Well, after seven months, a little hassle and some minor drama, plots were hatched, discussions were had, deals were done, hands were shaken and I picked this up today.

1997 UK R33 GT-R Vspec with R34 engine. Engine came with cams & N1 turbos but I had it fettled to produce 416bhp atw @7300rpm & 344lbs/ft atw @ 4500rpm. 1.1bar with full boost @ about 3500rpm with a little more to come. 

BIG thanks go to…..

…..all those from the GTROC/GTR Register who offered help and support after I decided to stuff the old car in the greenery, especially Booty for the counselling.
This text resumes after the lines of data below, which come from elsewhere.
PR #4096, opened 2016-07-13
Fixes #4095 - Used Map instead of Set to store apps in Group.

### LINKED ISSUE #4095: Use a Map to store apps in Group
The `Group` class currently uses a `Set` to store the child apps. This can lead to bad performance as we can not index the `Set` by the `appid`. Instead we iterate over the whole collection doing expensive comparisons.
This breaks down when there are many apps in a single group.
Consider replacing the `Set` with a `Map` that can represent the primary key `appid` correctly.

jmlvanre:


plugin-interface/src/main/scala/mesosphere/marathon/plugin/Group.scala
```diff
@@ -5,7 +5,7 @@ package mesosphere.marathon.plugin
   */
 trait Group {
   def id: PathId
-  def apps: Iterable[RunSpec]
+  def apps: Iterable[(_, RunSpec)]
```
jasongilanfarr: whats the first part of the tuple? maybe better to be explicit/a map/a case class?

src/main/scala/mesosphere/marathon/api/v2/json/Formats.scala
```diff
@@ -1058,11 +1058,14 @@ trait AppAndGroupFormats {
...
     (__ \ "id").format[PathId] ~
-    (__ \ "apps").formatNullable[Set[AppDefinition]].withDefault(Group.defaultApps) ~
+    (__ \ "apps").formatNullable[Iterable[AppDefinition]].withDefault(Iterable.empty) ~
     (__ \ "groups").lazyFormatNullable(implicitly[Format[Set[Group]]]).withDefault(Group.defaultGroups) ~
     (__ \ "dependencies").formatNullable[Set[PathId]].withDefault(Group.defaultDependencies) ~
     (__ \ "version").formatNullable[Timestamp].withDefault(Group.defaultVersion)
-  ) (Group(_, _, _, _, _), unlift(Group.unapply))
+  ) (
+      (id, apps, groups, dependencies, version) =>
+        Group(id, apps.map(app => app.id -> app).toMap, groups, dependencies, version),
```
jasongilanfarr: replace ".toMap" with "(collection.breakOut)" which should build the map for you (and it avoids an intermediate List of Pairs)

src/main/scala/mesosphere/marathon/state/Group.scala
```diff
@@ -54,7 +55,7 @@ case class Group(
   def updateApp(path: PathId, fn: Option[AppDefinition] => AppDefinition, timestamp: Timestamp): Group = {
     val groupId = path.parent
     makeGroup(groupId).update(timestamp) { group =>
-      if (group.id == groupId) group.putApplication(fn(group.apps.find(_.id == path))) else group
+      if (group.id == groupId) group.putApplication(fn(group.apps get path)) else group
```
jasongilanfarr: could you use "." notation please? e.g. group.apps.get(path) ?

src/main/scala/mesosphere/marathon/api/v2/json/Formats.scala
```diff
@@ -1058,11 +1058,14 @@ trait AppAndGroupFormats {
 
   implicit lazy val GroupFormat: Format[Group] = (
     (__ \ "id").format[PathId] ~
-    (__ \ "apps").formatNullable[Set[AppDefinition]].withDefault(Group.defaultApps) ~
+    (__ \ "apps").formatNullable[Iterable[AppDefinition]].withDefault(Iterable.empty) ~
```
gkleiman: We should probably make Group.defaultApps be Iterable.empty/Map.empty.

plugin-interface/src/main/scala/mesosphere/marathon/plugin/Group.scala
gkleiman: PathId would make sense.

src/main/scala/mesosphere/marathon/core/appinfo/impl/DefaultInfoService.scala
```diff
@@ -83,7 +83,7 @@ private[appinfo] class DefaultInfoService(
             None
         def apps: Option[Seq[AppInfo]] =
           if (groupEmbed(GroupInfo.Embed.Apps))
-            Some(ref.apps.toIndexedSeq.flatMap(a => infoById.get(a.id)).sortBy(_.app.id))
+            Some(ref.apps.values.toIndexedSeq.flatMap(a => infoById.get(a.id)).sortBy(_.app.id))
```
gkleiman: Looks like `ref.apps.keys.flatMap(infoById.get).sortBy(_.app.id)` could also work and be cheaper.

src/main/scala/mesosphere/marathon/state/Group.scala
```diff
@@ -42,7 +43,7 @@ case class Group(
     if (fn(this)) Some(this) else in(groups.toList)
   }
 
-  def app(appId: PathId): Option[AppDefinition] = group(appId.parent).flatMap(_.apps.find(_.id == appId))
+  def app(appId: PathId): Option[AppDefinition] = group(appId.parent).flatMap(_.apps get appId)
```
gkleiman: Please use the "." notation here as well.

src/main/scala/mesosphere/marathon/state/Group.scala
```diff
@@ -96,7 +97,7 @@ case class Group(
       // replace it. Otherwise do not replace it. Validation will catch conflicting app/group IDs later.
       groups = groups.filter { group => group.id != appDef.id || group.containsApps },
       // replace potentially existing app definition
-      apps = apps.filter(_.id != appDef.id) + appDef
+      apps = apps - appDef.id + ((appDef.id, appDef))
```
gkleiman: nit: I think that `appDef.id -> appDef` makes it clearer that you're adding a tuple to the map.

src/main/scala/mesosphere/marathon/state/PathId.scala
```diff
@@ -7,6 +7,8 @@ import mesosphere.marathon.plugin
 
 case class PathId(path: List[String], absolute: Boolean = true) extends Ordered[PathId] with plugin.PathId {
 
+  val str = toString()
```
aquamatthias: instead of creating a new member, you can redefine `toString()`
```scala
override val toString: String = toString("/")
```

plugin-interface/src/main/scala/mesosphere/marathon/plugin/Group.scala
aquamatthias: why `Iterable` and not `Map[PathId, RunSpec]`?

src/test/scala/mesosphere/marathon/core/externalvolume/impl/providers/DVDIProviderRootGroupValidationTest.scala
```diff
@@ -16,14 +16,16 @@ class DVDIProviderRootGroupValidationTest extends FunSuite with Matchers with Gi
...
+    val app2 = f.appWithDVDIVolume(appId = PathId("/nested/foo2"), volumeName = "vol2")
     val rootGroup = Group(
       id = PathId.empty,
       groups = Set(
         Group(
           id = PathId("/nested"),
-          apps = Set(
-            f.appWithDVDIVolume(appId = PathId("/nested/foo1"), volumeName = "vol1"),
-            f.appWithDVDIVolume(appId = PathId("/nested/foo2"), volumeName = "vol2")
+          apps = Map(
```
aquamatthias: Side note:
you can write Tuple2 as this: a->b, so you can define Maps like:
```scala
Mao(app1.id->app1, app2.id->apps2)
```

src/main/scala/mesosphere/marathon/state/RunSpec.scala
```diff
@@ -12,6 +12,9 @@ import scala.collection.immutable.Seq
 
 //scalastyle:off
 trait RunSpec extends plugin.RunSpec {
+
+  type Id = PathId
```
jasongilanfarr: This doesn't quite work as you would expect, it will if and only if you put it in "object RunSpec".

aquamatthias:
@jmlvanre Thanks! LGTM. There are a couple of comments, that should be addressed before merge.
I'm also interested in the representation problems you mentioned - not 100% sure what you mean.

src/main/scala/mesosphere/marathon/state/Group.scala
```diff
@@ -96,7 +97,7 @@ case class Group(
       // replace it. Otherwise do not replace it. Validation will catch conflicting app/group IDs later.
       groups = groups.filter { group => group.id != appDef.id || group.containsApps },
       // replace potentially existing app definition
-      apps = apps.filter(_.id != appDef.id) + appDef
+      apps = apps - appDef.id + ((appDef.id -> appDef))
```
aquamatthias: Please remove -appId and redundant braces

src/main/scala/mesosphere/marathon/state/Group.scala
```diff
@@ -243,7 +244,7 @@ object Group {
   private def noAppsAndGroupsWithSameName: Validator[Group] =
     isTrue(s"Groups and Applications may not have the same identifier.") { group =>
       val groupIds = group.groups.map(_.id)
-      val clashingIds = group.apps.map(_.id).intersect(groupIds)
+      val clashingIds = groupIds.intersect(group.apps.keys.toSet)
```
aquamatthias: use `keySet` instead of `keys.toSet`

src/main/scala/mesosphere/marathon/state/PathId.scala
```diff
@@ -69,14 +69,27 @@ case class PathId(path: List[String], absolute: Boolean = true) extends Ordered[
     path.zip(definition.path).forall { case (left, right) => left == right }
   }
 
-  override def toString: String = toString("/")
+  override def toString: String = {
+    lazy val str = toString("/")
```
aquamatthias: This will be executed every time `toString` is called.
Please use 
```
override val toString: String = toString("/")
```
this will be evaluated only once.

src/test/scala/mesosphere/marathon/core/externalvolume/impl/providers/DVDIProviderRootGroupValidationTest.scala
aquamatthias: Thanks for changing it to this syntax!

aquamatthias:
Does not think this has something to do with this PR.
```
*** 1 TEST FAILED ***
[14:06:38][Step 3/3] ResidentTaskIntegrationTest:
[14:06:38][Step 3/3] 
[14:06:38][Step 3/3] - Restart *** FAILED *** (30 seconds, 509 milliseconds)
[14:06:38][Step 3/3]   java.lang.AssertionError: Waiting for event deployment_success to arrive took longer than 30 seconds. Give up.
```

aquamatthias:
Thanks!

All the Gillams and the lads at Abbey Motorsport for putting up with the visits, phone calls, stupid questions, theory and “what ifs”. Tony, Mark, Scott & Dan have been indispensable for help, knowledge, advice, mapping etc. and I am really chuffed with the results. Another mention for Mark for telling me about…

…Neilo, the thoroughly nice chap that sold me the car…

… and Hope4sun for all the info on the engine from your old R34…

…and Liverpool Victoria who, apart from loosing my policy docs with listed mods and giving me a scary moment, were great and gave me a good price for my car.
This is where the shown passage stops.